Open http://localhost:16686 for the Jaeger UI. The kneo-agent spans appear under service name kneo_agent (the default span attribute set by OpenTelemetryMiddleware).

Grafana Tempo + Grafana

services:
  tempo:
    image: grafana/tempo:latest
    command: ["-config.file=/etc/tempo.yaml"]
    volumes:
      - ./tempo.yaml:/etc/tempo.yaml
    ports:
      - "4317:4317"
      - "4318:4318"
  grafana:
    image: grafana/grafana:latest
    ports:
      - "3000:3000"

Point Grafana's data source at http://tempo:3200 and query the GenAI semantic-convention attributes:

  • gen_ai.system
  • gen_ai.operation.name
  • gen_ai.agent.name
  • gen_ai.tool.name
  • gen_ai.usage.input_tokens / gen_ai.usage.output_tokens

SigNoz

git clone https://github.com/SigNoz/signoz.git
cd signoz/deploy
./install.sh

SigNoz exposes an OTLP receiver on :4317 (gRPC) and :4318 (HTTP). Open http://localhost:3301 for the SigNoz UI.

5. Verify end-to-end

A minimal smoke check that doesn't require a real LLM:

import asyncio
from kneo_agent import build_agent
from kneo_agent.observability import OpenTelemetryMiddleware

# Configure the exporter as in step 3 first.

async def main():
    agent = build_agent(
        "openai",
        base_url="http://localhost:11434/v1",   # your local server
        model="llama3.1",
        middlewares=[OpenTelemetryMiddleware()],
    )
    print(await agent.chat("ping"))

asyncio.run(main())

Within ~30 seconds, the run should appear in your chosen backend under the kneo_agent service. The middleware emits one span per agent run plus child spans for tool calls and model invocations when those flow through the Bridge runtime.

6. Troubleshooting

  • No spans appear.
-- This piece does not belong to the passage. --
PR #960, opened 2021-09-19
Migrate to 3.10 compatible abc usage.

novafacing:
This is a one-line fix. Python 3.10 has [deprecated](https://github.com/python/cpython/commit/c47c78b878ff617164b2b94ff711a6103e781753#diff-c92f871cb9b4aa1583c89f82cd416d58a5d70fff41faf41e45dedf775dbe7713) using direct `abc` imports from `collections`.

Check the exporter is configured before any agent runs (the TracerProvider is read at first use). Run with OTEL_LOG_LEVEL=debug set to surface exporter errors on stderr.
  • Spans missing usage attributes. Only the OpenAI Agents native runtime populates RunResult.metadata["usage"] in 1.2.0; on other runtimes the OTel middleware has nothing to copy. Populate via custom middleware or wait for the per-runtime rollout in a follow-up release.
  • TLS errors against an internal collector. The exporter is a standard OpenTelemetry component — configure its CA bundle the same way you would for any other Python HTTP client (env vars like REQUESTS_CA_BUNDLE / SSL_CERT_FILE, or OTLPSpanExporter(certificate_file=...)).